Maga. Sei l’unica che conosca a non aver mai detto di volerla fare finita.

.Appunto.

Non lo stai dicendo nemmeno adesso, vero?

.Certo, è solo una fantasia.

Solo una fantasia… di fine estate?

.Può darsi.

Ma, per sapere, ci sono anche io, nella fantasia?

.Quella di fine estate?.

Eh.

.No.

Perché?

.Tu sei bruciato.

Avevi detto che la mia tempra si rafforza col fuoco. Avevi detto che nessuno mi può eguagliare. Avevi detto,

.Sbagliavo. Vedi, è bastata un po’ di pioggia per rivelare che sei marcio dentro.
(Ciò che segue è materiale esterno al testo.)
PR #6656, opened 2020-07-13
Format CommonPart DateTime

### LINKED ISSUE #6655: Edit CommonPart Created date
If you want to edit the CreatedDate of a content by adding a CommonPart and checking the 'Display date editor' setting, then the input is displayed with seconds and milliseconds.

Ex if the value is 2020-07-14T00:00:12.345:

image

Unfortunately, a datetime-local input doesn't let you edit the seconds or milliseconds:
https://stackoverflow.com/questions/58023438/cant-set-seconds-value-of-input-type-datetime-local-to-be-0
https://developer.mozilla.org/en-US/docs/Web/HTML/Element/input/datetime-local

I suggest to display only the hours and minutes or else, you won't be able to set a "rounded" date.

agriffard:
Fixes #6655

Use `asp-format="{0:yyyy-MM-ddTHH:mm}"` with `<input type="datetime-local" />` to edit the CommonPart CreatedDate with only hours and seconds.

### DIFF
--- a/src/OrchardCore.Modules/OrchardCore.Contents/Views/CommonPart-Date.Edit.cshtml
+++ b/src/OrchardCore.Modules/OrchardCore.Contents/Views/CommonPart-Date.Edit.cshtml
@@ -4,7 +4,7 @@
 <div class="form-group" asp-validation-class-for="LocalDateTime">
     <div class="row col-md-6 col-lg-3">
         <label asp-for="LocalDateTime">@T["Created"]</label>
-        <input asp-for="LocalDateTime" class="form-control" type="datetime-local" />
+        <input asp-for="LocalDateTime" asp-format="{0:yyyy-MM-ddTHH:mm}" class="form-control" type="datetime-local" />
         <span asp-validation-for="LocalDateTime"></span>
     </div>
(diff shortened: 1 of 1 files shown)


src/OrchardCore.Modules/OrchardCore.Contents/Views/CommonPart-Date.Edit.cshtml
```diff
@@ -4,7 +4,7 @@
 <div class="form-group" asp-validation-class-for="LocalDateTime">
     <div class="row col-md-6 col-lg-3">
         <label asp-for="LocalDateTime">@T["Created"]</label>
-        <input asp-for="LocalDateTime" class="form-control" type="datetime-local" />
+        <input asp-for="LocalDateTime" asp-format="{0:yyyy-MM-ddTHH:mm}" class="form-control" type="datetime-local" />
```
hishamco, line 7: Is there any space should be added between the date and time?

agriffard: The format has an impact on the value which needs a json format, so with the `T`, not with a space between date and time.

Oh. Sono perplesso, credevo fossi mia per sempre, Maga. Almeno nelle fantasie.

.E, invece, dopo tanto, è scesa la pioggia.

È vero. E mi sto dissolvendo, Maga. Addio. Prima, però puoi dirmela? Ti prego.

.Cosa?.

Quella tua fantasia. Me ne andrei più sereno.

.Una fantasia di fine, no?.

Quale fine, insomma!

.Ma la tua.

Avevi detto,

.Ricominci?.

Lasciami dire, sono sempre le mie ultime parole in fondo.

.Su, forza.

Avevi detto che era una fantasia di fine estate.

.Sono solo due gocce. Ti pare che l’estate possa finire qui?.

No, e per una come te potrebbe non finire mai.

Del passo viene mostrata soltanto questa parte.